Entries shown:
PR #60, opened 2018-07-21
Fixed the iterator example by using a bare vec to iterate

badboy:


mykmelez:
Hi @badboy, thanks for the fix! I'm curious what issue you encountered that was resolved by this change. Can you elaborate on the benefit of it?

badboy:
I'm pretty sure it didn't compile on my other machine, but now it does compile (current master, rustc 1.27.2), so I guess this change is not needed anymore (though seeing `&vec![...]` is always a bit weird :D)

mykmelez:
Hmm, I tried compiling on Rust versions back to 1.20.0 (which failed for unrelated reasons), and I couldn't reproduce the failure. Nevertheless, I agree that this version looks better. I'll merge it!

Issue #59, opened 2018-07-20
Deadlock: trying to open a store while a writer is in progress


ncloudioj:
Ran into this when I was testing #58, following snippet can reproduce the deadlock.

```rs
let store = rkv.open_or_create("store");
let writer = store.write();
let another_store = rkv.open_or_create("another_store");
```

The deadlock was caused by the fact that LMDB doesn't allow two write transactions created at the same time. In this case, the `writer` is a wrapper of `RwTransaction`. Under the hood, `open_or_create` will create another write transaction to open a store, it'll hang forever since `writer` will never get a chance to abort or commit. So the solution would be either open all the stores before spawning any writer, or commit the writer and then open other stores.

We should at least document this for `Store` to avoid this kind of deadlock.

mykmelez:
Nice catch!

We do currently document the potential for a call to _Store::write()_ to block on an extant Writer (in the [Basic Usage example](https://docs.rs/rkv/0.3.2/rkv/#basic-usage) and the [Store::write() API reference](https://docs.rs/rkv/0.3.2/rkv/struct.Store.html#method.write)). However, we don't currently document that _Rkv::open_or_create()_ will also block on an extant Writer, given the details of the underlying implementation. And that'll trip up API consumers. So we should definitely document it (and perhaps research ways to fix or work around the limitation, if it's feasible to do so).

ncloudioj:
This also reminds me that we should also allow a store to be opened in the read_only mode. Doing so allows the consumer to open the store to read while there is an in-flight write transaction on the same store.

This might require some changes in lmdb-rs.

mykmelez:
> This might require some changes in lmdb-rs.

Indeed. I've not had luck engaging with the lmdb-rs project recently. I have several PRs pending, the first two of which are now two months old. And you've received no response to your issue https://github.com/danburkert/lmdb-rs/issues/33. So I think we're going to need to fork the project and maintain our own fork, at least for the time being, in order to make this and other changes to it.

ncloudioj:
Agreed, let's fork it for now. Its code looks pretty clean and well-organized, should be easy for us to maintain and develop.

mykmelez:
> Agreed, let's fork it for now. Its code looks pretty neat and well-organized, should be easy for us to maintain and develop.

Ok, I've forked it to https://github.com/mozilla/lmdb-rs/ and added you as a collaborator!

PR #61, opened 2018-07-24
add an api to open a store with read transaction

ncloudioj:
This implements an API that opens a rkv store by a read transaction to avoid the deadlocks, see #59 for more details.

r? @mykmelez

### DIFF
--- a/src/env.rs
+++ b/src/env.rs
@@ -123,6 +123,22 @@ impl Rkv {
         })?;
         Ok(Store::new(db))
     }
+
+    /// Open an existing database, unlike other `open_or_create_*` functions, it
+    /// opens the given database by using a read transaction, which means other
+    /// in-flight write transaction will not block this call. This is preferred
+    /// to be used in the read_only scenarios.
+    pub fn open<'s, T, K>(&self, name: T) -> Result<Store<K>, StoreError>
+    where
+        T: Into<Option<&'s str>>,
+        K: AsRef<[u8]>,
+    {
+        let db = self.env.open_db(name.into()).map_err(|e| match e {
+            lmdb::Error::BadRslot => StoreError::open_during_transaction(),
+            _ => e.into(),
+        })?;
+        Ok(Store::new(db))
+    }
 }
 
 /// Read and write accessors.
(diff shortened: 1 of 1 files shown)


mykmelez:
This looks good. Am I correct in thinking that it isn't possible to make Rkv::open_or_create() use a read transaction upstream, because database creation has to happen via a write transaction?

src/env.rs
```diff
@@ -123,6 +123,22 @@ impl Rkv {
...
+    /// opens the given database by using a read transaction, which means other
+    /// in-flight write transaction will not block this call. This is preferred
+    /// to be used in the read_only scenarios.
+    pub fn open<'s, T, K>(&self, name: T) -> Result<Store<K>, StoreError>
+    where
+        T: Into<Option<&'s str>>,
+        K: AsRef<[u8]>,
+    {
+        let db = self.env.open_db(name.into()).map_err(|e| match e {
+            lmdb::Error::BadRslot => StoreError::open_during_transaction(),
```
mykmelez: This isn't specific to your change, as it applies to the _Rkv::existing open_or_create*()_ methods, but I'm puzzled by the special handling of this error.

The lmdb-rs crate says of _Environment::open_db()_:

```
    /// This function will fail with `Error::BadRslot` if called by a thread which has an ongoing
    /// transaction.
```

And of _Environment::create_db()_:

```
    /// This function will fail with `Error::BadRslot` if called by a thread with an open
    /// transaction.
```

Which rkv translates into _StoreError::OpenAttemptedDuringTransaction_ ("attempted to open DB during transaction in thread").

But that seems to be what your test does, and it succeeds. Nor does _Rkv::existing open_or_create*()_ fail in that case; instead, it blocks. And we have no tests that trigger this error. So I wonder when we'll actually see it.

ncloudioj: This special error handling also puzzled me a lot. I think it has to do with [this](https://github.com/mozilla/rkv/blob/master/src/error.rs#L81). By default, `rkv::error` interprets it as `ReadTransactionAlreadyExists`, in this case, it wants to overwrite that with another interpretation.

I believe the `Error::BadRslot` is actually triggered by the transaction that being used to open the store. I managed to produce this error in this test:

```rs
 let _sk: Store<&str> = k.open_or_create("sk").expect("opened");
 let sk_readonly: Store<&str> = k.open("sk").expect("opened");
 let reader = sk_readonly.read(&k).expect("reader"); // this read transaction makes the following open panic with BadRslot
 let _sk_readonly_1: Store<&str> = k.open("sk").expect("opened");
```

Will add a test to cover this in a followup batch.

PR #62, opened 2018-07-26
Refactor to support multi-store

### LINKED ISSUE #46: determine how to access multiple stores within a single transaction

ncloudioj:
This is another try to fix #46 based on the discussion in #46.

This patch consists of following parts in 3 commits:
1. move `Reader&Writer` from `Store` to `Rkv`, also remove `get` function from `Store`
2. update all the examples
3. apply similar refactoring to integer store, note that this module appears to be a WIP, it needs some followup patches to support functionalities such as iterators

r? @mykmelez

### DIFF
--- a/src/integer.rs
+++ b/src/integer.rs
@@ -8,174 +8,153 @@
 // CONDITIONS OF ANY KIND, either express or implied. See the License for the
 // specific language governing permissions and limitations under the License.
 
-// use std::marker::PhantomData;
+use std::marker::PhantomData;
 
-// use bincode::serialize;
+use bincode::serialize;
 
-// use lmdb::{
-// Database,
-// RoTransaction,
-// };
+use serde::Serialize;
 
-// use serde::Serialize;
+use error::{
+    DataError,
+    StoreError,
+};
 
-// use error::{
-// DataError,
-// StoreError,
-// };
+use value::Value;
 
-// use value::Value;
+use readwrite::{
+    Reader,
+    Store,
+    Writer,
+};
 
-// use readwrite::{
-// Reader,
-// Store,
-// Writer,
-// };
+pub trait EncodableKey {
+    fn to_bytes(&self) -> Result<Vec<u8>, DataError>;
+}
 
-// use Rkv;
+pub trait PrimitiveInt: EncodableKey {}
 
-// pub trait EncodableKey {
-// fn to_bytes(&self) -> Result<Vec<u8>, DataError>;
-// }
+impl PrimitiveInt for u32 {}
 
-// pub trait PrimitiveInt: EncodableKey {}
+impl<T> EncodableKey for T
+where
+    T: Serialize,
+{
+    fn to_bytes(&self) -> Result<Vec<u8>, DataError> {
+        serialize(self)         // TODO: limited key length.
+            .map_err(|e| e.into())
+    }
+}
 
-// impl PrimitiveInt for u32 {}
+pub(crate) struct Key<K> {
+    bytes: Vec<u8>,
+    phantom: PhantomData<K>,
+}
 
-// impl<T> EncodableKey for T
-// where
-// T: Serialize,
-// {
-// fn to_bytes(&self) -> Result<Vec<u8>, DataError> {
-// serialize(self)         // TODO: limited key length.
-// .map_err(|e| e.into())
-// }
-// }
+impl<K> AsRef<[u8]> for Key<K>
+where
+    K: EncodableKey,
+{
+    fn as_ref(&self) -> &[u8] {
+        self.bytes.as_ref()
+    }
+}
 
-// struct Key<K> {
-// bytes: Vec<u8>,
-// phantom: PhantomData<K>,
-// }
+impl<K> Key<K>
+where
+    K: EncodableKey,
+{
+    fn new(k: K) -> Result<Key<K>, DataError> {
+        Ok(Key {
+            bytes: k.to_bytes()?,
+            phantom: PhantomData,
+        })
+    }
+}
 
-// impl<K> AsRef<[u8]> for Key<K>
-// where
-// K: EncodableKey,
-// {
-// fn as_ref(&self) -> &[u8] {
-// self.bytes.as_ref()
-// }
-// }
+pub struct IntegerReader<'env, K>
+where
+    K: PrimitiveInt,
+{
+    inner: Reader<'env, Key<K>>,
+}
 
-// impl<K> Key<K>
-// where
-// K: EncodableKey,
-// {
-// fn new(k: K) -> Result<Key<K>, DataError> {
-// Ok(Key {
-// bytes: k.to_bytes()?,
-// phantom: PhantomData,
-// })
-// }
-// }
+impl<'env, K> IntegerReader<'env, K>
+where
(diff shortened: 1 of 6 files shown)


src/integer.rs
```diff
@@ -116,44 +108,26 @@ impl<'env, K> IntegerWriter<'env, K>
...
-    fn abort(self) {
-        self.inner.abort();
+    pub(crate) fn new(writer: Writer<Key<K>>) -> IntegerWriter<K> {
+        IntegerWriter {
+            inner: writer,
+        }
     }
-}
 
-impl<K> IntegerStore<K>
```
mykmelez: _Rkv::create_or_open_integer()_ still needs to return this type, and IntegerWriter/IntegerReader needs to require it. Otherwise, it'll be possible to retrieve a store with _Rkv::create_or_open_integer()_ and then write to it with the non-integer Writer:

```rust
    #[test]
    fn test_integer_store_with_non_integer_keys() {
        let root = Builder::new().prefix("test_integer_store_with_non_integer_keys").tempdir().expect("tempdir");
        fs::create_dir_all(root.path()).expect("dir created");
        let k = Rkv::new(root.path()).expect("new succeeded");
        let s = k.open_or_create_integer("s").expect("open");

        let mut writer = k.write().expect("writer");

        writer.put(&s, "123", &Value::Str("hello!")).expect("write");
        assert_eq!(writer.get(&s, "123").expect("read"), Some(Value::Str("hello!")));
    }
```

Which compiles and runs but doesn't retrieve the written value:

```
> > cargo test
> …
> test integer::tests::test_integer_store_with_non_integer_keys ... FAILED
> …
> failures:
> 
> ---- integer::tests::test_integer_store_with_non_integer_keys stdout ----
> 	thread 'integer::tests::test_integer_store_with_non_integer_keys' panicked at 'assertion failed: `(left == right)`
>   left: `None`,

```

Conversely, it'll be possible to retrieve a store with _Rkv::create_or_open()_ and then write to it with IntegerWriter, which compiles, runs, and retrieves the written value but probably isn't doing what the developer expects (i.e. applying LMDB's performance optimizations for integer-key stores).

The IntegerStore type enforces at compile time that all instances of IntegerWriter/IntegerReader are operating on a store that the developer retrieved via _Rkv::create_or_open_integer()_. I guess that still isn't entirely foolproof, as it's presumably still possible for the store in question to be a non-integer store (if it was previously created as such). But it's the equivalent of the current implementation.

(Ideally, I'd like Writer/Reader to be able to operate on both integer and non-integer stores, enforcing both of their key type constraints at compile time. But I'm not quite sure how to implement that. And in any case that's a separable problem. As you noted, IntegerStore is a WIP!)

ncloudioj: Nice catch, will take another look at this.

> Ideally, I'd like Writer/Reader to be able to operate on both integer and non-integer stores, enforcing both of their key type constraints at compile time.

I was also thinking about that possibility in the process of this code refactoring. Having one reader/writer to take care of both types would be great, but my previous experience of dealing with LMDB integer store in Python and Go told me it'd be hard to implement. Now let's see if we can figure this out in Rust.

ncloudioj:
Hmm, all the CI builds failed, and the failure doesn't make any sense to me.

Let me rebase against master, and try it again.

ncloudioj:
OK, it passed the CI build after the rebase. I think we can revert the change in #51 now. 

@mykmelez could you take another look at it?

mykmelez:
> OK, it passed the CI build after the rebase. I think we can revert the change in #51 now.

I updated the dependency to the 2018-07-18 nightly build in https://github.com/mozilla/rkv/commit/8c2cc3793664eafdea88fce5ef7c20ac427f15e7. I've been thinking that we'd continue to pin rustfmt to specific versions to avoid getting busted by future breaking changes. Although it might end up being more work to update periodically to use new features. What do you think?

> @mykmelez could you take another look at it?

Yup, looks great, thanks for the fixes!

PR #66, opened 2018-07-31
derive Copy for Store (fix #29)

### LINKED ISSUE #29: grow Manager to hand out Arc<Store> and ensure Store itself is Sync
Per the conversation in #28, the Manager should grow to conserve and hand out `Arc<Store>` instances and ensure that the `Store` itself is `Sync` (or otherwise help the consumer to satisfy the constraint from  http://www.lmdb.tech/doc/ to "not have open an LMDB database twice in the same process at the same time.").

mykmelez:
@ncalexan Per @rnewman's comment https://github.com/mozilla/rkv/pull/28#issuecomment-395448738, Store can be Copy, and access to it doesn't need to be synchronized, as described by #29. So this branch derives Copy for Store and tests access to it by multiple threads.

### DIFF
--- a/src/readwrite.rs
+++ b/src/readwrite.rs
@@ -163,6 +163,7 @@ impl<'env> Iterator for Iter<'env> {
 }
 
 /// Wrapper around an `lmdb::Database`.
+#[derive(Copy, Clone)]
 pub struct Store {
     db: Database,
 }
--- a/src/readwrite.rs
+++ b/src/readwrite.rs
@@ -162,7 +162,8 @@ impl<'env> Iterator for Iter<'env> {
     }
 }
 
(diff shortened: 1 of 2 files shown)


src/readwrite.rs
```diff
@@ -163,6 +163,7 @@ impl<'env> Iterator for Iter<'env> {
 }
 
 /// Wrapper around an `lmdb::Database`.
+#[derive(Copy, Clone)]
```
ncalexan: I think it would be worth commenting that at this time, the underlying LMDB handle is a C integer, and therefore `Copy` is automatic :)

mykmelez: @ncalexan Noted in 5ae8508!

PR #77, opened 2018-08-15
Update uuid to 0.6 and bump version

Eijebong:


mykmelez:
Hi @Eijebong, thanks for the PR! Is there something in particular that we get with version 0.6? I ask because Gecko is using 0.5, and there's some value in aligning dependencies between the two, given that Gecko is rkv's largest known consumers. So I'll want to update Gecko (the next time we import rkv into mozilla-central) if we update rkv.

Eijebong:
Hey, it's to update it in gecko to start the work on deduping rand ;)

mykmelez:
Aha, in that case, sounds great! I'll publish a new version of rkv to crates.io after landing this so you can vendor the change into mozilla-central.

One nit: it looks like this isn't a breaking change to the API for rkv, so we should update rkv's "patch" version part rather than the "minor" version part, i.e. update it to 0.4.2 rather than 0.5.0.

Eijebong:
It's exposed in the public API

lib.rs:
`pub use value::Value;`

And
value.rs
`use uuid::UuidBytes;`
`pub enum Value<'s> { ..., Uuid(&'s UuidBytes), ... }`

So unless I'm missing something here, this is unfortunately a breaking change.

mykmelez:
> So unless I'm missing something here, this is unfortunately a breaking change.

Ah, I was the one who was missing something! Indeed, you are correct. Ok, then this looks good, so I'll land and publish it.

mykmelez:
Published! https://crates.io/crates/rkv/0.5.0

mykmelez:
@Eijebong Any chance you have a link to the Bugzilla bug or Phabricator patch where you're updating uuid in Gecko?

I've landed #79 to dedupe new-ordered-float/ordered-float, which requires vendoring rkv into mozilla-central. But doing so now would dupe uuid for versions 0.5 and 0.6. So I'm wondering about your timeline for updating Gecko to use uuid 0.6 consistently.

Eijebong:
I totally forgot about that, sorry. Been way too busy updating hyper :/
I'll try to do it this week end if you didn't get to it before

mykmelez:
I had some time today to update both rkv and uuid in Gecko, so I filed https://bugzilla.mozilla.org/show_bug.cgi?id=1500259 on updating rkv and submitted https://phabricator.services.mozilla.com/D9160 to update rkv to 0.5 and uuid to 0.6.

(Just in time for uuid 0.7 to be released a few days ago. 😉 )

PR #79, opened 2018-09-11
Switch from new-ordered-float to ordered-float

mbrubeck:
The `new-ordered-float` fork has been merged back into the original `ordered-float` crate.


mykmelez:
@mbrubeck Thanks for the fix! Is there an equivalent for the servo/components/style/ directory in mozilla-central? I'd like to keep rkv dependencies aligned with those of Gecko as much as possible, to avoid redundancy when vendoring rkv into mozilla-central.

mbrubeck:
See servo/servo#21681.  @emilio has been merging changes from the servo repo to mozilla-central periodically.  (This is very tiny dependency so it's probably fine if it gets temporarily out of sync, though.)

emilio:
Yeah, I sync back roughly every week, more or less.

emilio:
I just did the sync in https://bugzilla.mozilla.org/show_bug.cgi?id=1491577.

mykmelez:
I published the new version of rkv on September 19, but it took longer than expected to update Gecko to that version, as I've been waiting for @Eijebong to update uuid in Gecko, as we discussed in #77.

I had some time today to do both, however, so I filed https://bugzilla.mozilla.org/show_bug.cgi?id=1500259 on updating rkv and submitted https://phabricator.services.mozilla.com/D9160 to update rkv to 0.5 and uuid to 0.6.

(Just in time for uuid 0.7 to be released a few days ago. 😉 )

Assigned task: Among the entries, how many lines include the string "when"? Please reply with only the number.

Solution to this task: 3